DATA RECORDS:

PR #16126, opened 2021-11-18
upgrade ESlint & drop gulp-eslint; closes #15952

### LINKED ISSUE #15952: Upgrade to ESLint v8.x
Appium should upgrade to the new ESLint v8 when possible, as this adds support for all manner of new syntax (including private fields).  Given some of our plugins have peer dependencies on v7.x, this won't be possible until those plugins upgrade, or we drop them.

The plugins preventing this upgrade include:

- `@babel/eslint-parser` - We may not even need this at all.  AFAICT It's only necessary if Appium is using experimental (e.g., Stage-3 or less) proposals, and I don't believe it is.
- `eslint-plugin-import` - This provides several safeguards which are useful (e.g., guards against missing modules)
- `eslint-find-rules` - I have no idea what this is or why it's here.  @jlipps?

I think we should give `eslint-plugin-import` some time (say, a month), then just go ahead with the upgrade without it.  It's useful, but not so useful it should hold us back from upgrading ESLint.

Note: this issue affects the `eslint-config-appium` package

boneskull:
This will probably fail CI because `eslint-plugin-promise` still does not have `eslint@8` support.  They seem to be working on it, though.

This PR _completely removes_ ESLint from `@appium-gulp-plugins`.  [gulp-eslint](https://npm.im/gulp-eslint) hasn't been published in 2 years, and is unlikely to offer `eslint@8` support.  Further, the peer dependencies it contains cause `npm@7` to automatically install `eslint@7` and use it; there is no way to use `eslint@8` via `gulp-eslint` unless we manually remove `eslint` from `node_modules/gulp-eslint/node_modules` after `npm install`.

`@babel/eslint-parser` still seems required due to syntax issues, however, it may not take much to drop it.


boneskull:
Yeah, we'd have to use `npm install --force` or some other such nonsense to make this work for now

jlipps (approved):

boneskull:
given #16459 I'm going to close this.  we can do this piecemeal (package at-a-time)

TASK: Begin with the first line of the data above and, please, print each line exactly until you have printed the line containing "have no idea"; print nothing else.

TASK RESPONSE:
PR #16126, opened 2021-11-18
upgrade ESlint & drop gulp-eslint; closes #15952

### LINKED ISSUE #15952: Upgrade to ESLint v8.x
Appium should upgrade to the new ESLint v8 when possible, as this adds support for all manner of new syntax (including private fields).  Given some of our plugins have peer dependencies on v7.x, this won't be possible until those plugins upgrade, or we drop them.

The plugins preventing this upgrade include:

- `@babel/eslint-parser` - We may not even need this at all.  AFAICT It's only necessary if Appium is using experimental (e.g., Stage-3 or less) proposals, and I don't believe it is.
- `eslint-plugin-import` - This provides several safeguards which are useful (e.g., guards against missing modules)
- `eslint-find-rules` - I have no idea what this is or why it's here.  @jlipps?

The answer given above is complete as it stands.